[Start of Attachment]
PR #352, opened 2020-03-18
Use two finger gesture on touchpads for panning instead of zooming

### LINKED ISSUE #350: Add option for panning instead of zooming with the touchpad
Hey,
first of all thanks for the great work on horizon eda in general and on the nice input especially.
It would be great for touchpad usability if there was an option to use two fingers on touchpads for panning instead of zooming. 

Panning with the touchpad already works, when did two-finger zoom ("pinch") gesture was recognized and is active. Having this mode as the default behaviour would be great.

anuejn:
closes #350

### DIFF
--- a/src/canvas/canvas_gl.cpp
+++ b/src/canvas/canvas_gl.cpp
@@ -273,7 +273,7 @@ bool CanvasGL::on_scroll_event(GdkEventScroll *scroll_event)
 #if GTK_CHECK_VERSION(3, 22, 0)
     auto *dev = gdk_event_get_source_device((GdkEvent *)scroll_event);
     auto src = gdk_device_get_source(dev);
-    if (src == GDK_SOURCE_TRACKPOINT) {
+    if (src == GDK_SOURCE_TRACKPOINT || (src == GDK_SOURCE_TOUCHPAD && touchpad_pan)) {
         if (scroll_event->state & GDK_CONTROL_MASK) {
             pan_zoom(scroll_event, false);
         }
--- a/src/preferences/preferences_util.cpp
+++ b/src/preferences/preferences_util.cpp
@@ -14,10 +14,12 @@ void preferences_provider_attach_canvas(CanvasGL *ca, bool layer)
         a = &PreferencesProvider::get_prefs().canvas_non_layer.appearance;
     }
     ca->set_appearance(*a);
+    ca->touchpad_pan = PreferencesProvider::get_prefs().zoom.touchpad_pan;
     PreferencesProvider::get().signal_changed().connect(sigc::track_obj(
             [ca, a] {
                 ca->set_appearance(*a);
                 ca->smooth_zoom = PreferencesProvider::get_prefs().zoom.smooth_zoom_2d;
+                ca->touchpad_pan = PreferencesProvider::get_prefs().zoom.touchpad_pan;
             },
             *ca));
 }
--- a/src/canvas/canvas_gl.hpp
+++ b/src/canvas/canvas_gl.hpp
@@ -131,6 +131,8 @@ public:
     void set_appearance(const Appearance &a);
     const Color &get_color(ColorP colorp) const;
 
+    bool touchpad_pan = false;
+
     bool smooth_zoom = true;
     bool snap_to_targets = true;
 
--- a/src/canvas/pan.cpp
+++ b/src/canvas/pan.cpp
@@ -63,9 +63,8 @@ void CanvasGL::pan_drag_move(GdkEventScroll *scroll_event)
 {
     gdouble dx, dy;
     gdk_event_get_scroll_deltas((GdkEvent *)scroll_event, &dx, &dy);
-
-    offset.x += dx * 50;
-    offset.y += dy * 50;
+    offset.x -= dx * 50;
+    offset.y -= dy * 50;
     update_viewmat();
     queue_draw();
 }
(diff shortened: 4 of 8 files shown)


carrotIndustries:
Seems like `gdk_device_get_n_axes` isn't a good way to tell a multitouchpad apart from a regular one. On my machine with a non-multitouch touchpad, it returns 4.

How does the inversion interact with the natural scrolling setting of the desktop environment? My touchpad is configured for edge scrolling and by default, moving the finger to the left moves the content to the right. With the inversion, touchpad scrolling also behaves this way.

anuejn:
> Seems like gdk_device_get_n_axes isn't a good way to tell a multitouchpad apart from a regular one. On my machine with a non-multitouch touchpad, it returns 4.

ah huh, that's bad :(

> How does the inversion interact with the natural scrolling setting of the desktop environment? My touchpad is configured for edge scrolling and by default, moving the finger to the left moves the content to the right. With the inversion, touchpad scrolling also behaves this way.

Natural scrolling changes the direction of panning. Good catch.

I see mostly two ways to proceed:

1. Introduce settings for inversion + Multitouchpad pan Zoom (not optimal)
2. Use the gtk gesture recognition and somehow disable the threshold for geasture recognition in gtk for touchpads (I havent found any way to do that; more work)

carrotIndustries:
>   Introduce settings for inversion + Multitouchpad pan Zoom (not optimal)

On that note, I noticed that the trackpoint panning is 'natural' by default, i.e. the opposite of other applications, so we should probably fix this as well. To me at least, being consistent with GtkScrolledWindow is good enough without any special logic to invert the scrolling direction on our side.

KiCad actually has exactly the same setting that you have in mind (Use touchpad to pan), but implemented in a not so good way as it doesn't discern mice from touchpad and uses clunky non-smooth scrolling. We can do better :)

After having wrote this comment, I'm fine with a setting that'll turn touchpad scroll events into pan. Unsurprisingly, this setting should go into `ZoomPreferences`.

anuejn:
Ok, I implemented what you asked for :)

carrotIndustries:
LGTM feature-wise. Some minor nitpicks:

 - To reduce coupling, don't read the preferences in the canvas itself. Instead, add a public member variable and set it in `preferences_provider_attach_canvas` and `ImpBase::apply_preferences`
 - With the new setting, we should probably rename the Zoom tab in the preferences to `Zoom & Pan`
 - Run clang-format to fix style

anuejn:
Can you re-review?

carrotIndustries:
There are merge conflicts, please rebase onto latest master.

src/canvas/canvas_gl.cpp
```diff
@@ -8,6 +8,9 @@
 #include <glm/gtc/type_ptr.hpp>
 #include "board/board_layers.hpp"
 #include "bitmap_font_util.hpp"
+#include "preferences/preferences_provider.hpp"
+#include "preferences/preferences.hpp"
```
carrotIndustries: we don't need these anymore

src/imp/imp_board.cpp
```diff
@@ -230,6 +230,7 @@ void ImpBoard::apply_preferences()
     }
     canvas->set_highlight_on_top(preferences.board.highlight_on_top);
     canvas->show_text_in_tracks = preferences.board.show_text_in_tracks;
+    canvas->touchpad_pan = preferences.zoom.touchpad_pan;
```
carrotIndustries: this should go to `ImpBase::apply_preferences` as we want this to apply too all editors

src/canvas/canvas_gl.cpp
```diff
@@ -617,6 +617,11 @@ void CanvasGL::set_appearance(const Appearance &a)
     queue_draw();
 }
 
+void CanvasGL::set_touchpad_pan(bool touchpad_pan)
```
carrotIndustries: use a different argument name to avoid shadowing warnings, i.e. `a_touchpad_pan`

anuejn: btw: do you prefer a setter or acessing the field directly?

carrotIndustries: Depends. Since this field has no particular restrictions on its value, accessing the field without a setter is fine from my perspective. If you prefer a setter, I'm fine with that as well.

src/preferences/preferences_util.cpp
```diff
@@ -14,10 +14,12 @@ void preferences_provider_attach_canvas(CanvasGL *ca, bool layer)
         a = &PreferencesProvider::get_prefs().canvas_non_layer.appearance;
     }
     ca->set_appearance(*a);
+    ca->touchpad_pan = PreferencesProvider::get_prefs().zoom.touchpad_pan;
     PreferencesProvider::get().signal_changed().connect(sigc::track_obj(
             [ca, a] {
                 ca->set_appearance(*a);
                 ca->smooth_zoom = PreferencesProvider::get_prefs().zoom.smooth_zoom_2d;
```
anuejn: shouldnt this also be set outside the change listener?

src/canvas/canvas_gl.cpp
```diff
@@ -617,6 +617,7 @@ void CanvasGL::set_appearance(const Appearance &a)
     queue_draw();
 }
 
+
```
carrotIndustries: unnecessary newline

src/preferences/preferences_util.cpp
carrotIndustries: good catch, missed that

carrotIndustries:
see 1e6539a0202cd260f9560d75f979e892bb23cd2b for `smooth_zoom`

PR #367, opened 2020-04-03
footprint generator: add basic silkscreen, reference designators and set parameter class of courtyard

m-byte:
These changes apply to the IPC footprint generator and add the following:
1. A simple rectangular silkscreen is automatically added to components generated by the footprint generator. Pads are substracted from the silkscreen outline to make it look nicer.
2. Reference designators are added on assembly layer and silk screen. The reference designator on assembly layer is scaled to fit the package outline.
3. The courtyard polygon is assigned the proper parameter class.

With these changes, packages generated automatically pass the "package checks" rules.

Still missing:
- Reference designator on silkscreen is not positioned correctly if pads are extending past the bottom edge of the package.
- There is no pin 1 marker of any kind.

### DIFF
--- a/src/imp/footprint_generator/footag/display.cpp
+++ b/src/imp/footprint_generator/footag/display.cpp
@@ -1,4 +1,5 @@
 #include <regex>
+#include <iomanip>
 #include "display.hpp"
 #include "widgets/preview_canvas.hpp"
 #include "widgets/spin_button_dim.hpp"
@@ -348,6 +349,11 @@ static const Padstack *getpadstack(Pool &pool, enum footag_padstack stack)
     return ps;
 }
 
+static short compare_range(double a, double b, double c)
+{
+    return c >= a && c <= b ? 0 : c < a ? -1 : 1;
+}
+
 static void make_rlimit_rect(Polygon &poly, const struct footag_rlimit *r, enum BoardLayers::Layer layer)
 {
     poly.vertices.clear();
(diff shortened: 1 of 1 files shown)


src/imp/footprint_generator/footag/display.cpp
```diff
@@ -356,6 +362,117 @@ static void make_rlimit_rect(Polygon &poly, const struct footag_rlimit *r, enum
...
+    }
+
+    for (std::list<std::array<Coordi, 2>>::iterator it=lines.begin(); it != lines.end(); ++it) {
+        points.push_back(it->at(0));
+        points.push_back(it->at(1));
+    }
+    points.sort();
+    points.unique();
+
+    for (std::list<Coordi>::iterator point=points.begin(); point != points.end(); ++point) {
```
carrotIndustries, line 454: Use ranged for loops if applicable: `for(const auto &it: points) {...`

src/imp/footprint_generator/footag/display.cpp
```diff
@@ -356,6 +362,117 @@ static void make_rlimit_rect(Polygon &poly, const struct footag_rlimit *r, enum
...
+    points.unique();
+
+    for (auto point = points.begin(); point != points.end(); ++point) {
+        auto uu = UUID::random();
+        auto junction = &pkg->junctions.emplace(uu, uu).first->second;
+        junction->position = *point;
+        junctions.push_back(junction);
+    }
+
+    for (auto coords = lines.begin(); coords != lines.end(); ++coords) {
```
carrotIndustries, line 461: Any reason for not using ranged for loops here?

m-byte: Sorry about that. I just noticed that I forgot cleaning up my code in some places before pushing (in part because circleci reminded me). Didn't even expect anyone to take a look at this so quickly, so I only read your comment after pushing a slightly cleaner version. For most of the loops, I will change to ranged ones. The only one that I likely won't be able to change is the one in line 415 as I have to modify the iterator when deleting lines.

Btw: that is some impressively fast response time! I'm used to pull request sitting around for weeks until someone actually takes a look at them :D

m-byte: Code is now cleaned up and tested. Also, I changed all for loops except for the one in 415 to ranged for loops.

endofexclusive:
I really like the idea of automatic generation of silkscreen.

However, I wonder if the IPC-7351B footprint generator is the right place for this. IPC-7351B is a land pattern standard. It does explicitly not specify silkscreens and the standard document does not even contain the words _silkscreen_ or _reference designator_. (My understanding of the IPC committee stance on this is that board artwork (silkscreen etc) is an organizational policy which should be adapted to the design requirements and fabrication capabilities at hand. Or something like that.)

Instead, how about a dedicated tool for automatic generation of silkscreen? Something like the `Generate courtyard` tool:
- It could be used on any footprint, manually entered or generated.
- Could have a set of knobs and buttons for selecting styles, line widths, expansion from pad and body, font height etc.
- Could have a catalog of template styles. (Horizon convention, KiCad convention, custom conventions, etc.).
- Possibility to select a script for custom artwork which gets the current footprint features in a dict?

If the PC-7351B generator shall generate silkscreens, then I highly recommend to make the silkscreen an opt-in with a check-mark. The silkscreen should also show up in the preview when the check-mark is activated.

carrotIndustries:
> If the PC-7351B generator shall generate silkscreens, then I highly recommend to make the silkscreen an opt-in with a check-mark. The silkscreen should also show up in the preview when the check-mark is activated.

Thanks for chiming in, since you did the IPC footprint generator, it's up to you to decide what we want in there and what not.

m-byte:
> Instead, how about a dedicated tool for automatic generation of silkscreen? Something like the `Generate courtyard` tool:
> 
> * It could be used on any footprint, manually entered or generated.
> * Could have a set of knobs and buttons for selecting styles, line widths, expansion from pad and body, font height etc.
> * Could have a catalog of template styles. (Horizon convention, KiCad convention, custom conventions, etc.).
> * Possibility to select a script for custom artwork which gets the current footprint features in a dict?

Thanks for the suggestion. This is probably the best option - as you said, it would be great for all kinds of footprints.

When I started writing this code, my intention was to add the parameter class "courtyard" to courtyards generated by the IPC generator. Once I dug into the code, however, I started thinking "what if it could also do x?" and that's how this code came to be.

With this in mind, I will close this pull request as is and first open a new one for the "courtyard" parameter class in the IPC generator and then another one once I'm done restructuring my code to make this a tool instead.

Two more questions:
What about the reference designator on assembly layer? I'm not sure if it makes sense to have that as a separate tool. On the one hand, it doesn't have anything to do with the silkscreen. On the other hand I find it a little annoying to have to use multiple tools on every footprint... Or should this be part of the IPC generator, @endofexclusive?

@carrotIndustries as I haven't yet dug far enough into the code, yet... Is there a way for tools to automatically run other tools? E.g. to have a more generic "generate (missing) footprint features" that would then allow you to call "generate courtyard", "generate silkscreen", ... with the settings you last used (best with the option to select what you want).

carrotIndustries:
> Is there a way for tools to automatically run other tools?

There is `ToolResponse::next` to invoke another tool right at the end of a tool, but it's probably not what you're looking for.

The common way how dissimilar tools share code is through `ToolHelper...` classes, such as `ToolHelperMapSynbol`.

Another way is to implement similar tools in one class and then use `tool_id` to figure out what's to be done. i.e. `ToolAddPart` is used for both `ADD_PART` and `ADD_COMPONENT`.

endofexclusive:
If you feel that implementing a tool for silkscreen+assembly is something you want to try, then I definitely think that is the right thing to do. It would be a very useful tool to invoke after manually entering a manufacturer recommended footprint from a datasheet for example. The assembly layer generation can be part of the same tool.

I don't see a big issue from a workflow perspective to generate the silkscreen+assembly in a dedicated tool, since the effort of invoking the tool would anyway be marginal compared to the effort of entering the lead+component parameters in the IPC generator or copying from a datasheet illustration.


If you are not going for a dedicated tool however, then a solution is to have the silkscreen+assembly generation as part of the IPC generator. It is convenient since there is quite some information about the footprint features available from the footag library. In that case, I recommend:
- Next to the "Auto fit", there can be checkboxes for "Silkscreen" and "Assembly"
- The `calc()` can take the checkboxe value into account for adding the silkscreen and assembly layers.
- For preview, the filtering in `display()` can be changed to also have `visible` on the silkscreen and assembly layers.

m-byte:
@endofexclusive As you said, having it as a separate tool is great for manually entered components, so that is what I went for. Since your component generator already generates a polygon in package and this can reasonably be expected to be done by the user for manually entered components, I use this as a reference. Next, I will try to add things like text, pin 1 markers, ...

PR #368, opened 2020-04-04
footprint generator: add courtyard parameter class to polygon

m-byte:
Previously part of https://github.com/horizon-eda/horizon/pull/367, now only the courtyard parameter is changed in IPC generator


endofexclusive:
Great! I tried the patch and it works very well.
[End of Attachment]
Out of the entries, report each line that contains the word "apart".

§ REPLY:
Seems like `gdk_device_get_n_axes` isn't a good way to tell a multitouchpad apart from a regular one. On my machine with a non-multitouch touchpad, it returns 4.
> Seems like gdk_device_get_n_axes isn't a good way to tell a multitouchpad apart from a regular one. On my machine with a non-multitouch touchpad, it returns 4.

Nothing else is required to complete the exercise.